Listing of Broad Application Areas
Some of the more evident application areas for this design — and in keeping with current client and development activities for Structured Dynamics — are the following:
- Domain extension — the existing typologies and their structure provide a ready basis for adding domain details and extensions;
- Tagging — there are many varieties of tagging approaches that may be driven from these structures, including, with the logical relationships and inferencing, ontology-based information tagging;
- Classification — the richness of the typology structures means that any type across all typologies may be a possible classification assignment when evaluating external content, if the overall system embracing the typologies is itself coherent;
- Interoperating datasets — the design is based on interoperating concepts and datasets, and provides more semantic and inferential means for establishing MDM systems;
- Machine learning (ML) training — the real driver behind this design is lowering the costs for supervised machine learning via more automated and cost-effective means of establishing positive and negative training sets. Further, the system’s feature richness (see next) lends itself to unsupervised ML techniques as well; and
- Rich feature set — a design geared from the get-go to emphasize and expose meaningful knowledge base features [8] perhaps opens up many new fruitful avenues for machine learning and other AI. More expressed structure may help in the interpretability of latent feature layers in deep learning. In any case, more and coherent structure with testability can only be goodness for KBAI going forward.

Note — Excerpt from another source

PR #400, opened 2016-01-27
move intrusive message to status bar

titoBouzout:


groteworld:
While I think being so blatantly explicit helps some people realize nothing is wrong or working. I agree, it disrupts flow from the user experience.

One Building Block Among Many
The progressions and learning from the above were motivated by the benefits that could be seen with each structural change. Over nearly a decade, as we tried new things, structured more things, we discovered more things and adapted our UMBEL design accordingly. The benefits we see from this learning are not just additive to benefits that might be obtained by other means, but they are systemic. The ability to make knowledge bases computable — while simultaneously increasing the features space for training machine learners — at much lower cost should be a keystone enabler at this particular point in AI’s development. Lowering the costs of creating vetted training sets is one way to improve this process.
Systems that can improve systems always have more leverage than individual innovations. The typology design outlined above is the result of the classification of things according to their shared attributes and essences. The idea is that the world is divided into real, discontinuous and immutable ‘kinds’. Expressed another way, in statistics, typology is a composite measure that involves the classification of observations in terms of their attributes on multiple variables. In the context of a global KB such as Wikipedia, about 25,000 entity types are sufficient to provide a home for the millions of individual articles in the system.
As our next article will discuss, Charles Sanders Peirce’s consistent belief that the real world can be logically conceived and organized provides guidance for how we can continue to structure our knowledge bases into computable form. We now have a coherent base for treating types and natural classes as an essential component to that thinking. These insights are but one part of the KB innovations suggested by Peirce’s work.